In the statement that triggered the controversy, Can had said that the government should ignore the court’s ruling if it annuls one or more articles in the package and take the package to referendum anyway. In its Saturday headline, Hürriyet had announced that Can would be dismissed from his position if he refused to retract his statement encouraging noncompliance with the court’s verdict. Some observers had interpreted this as an ultimatum issued to Can using a newspaper headline as a means and as a method for the high court to express its unease -- indirectly -- about the rapporteur’s words.

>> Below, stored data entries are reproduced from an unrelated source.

Issue #6389, opened 2025-04-01
Review supersession


teunbrand:
It'd be helpful to review which functions have preferred alternatives and mark them as superseded. 
As an example, `coord_polar()` can be replaced with `coord_radial()`, but isn't documented like that.
I'd expect some helper functions to be functionally superseded as well.

teunbrand:
Let's create a list. It's open for additional suggestions.

* `coord_polar()` superseded by `coord_radial()`
* `coord_equal()` superseded by `coord_fixed()`
    * Perhaps these could even be incorporated in `coord_cartesian()`, they are easy to implement.

teunbrand:
Behaviour to supersede:

* `options("ggplot2.continuous.colour")`: use lifecycle signal superseded. Put superseded badges in documentation. Review documentation and books.

* supersede `plot_env` or soft-deprecate. Disentangle facet evaluation wrt plot_env.

TODO: review arguments specifically.

davidhodge931:
Could `expand_limits` not be superseded, please? I know you can do it in the scale via the limits argument with a function, but that is quite complex for a lot of users. It is a common need (e.g. adding a zero), so it's great to have a quick, easy method to do this

davidhodge931:
Also, the new approach to setting colour palettes does not do entirely what the old options approach does, as you cannot set the NA value with the new approach. 

Great to start the process of getting rid of the redundant functions!

davidhodge931:
Not everyone needs to learn ggplot2 to an advanced level, @teunbrand

clauswilke:
> Not everyone needs to learn ggplot2 to an advanced level, @teunbrand 

I think discoverability and ability to memorize patterns are both very important for regular users. I don't even know what `limits = ~ range(.x, value)` does.

In general, I have found that while it's great that there are all these nifty tricks that people can in principle use to get advanced outputs in an elegant way, in practice very few people have the mental capacity to memorize all these tricks and use them in the appropriate circumstances.

Not sure how useful this is in the present context, just pointing this out as something to keep in mind.

teunbrand:
Separate from this PR, my idea is that there will be limit helper functions in scales, e.g. https://github.com/r-lib/scales/issues/490. Which has the benefits of not being circuitous and being discoverable.

clauswilke:
I was debating whether I should bring up the scales package as an example of a repository of great helper functions that can in principle solve all sorts of issues I have and that I can never remember how to use... ;-)

[...]

PR #6450, opened 2025-05-07
New `coord_cartesian(ratio)` argument

teunbrand:
This PR implements a proposal in https://github.com/tidyverse/ggplot2/issues/6389#issuecomment-2772817978.

Briefly, we incorporate the `ratio` logic in `coord_cartesian()` so that we can supersede `coord_fixed()` and `coord_equal()`.

### DIFF
--- a/NEWS.md
+++ b/NEWS.md
@@ -1,5 +1,7 @@
 # ggplot2 (development version)
 
+* New `coord_cartesian(ratio)` argument that supersedes `coord_fixed()` and 
+  `coord_equal()`.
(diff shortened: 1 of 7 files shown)


thomasp85 (commented):
I'm not sure we should supersede these functions, but perhaps they should just be shortcut constructors for CoordCartesian?

thomasp85:
That, and remove the superseded badges etc

thomasp85 (approved):
LGTM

Speaking to Star yesterday, Can, who denied that he had been warned in any way, said that only Kılıç could tell him to “correct [his statement] or leave,” adding: “If there is such a case [at hand], they should notify me in writing. Plus, pointing to the rules of the Constitution and reminding of them an antidemocratic attitude? Is it wrong to criticize the court for a mistake it is likely to make?”

Can also said that if required, he would leave his post and go back to university for further academic studies. Meanwhile, Yusuf Şevki Hakyemez, a professor of constitutional law, issued a statement saying the original statement allegedly uttered by an unnamed member of the court as published in Hürriyet did not sound like someone from the high court had said it. The text printed in Hürriyet read, “The high court’s annulment or approval decision will be made objectively and be based on [a] meticulous assessment.” Hakyemez said it was unlikely that a member of the Constitutional Court spoke those words. “The Constitutional Court either annuls a bill or rules against an appeal to annul it at the end of an application. It is not the party to ‘approve’ of a bill. That is the Parliament,” Hakyemez noted.

Can’s liberal interpretation of the laws often angers some circles. In the past, Hürriyet ran a story in which it alleged that Can’s spouse, Gülnur Can, had been given a disciplinary punishment as a university student. In response to such stories, Can had retorted: “We are amidst a public struggle. It is saddening that even the press think to use such a personal issue as a newsworthy story.”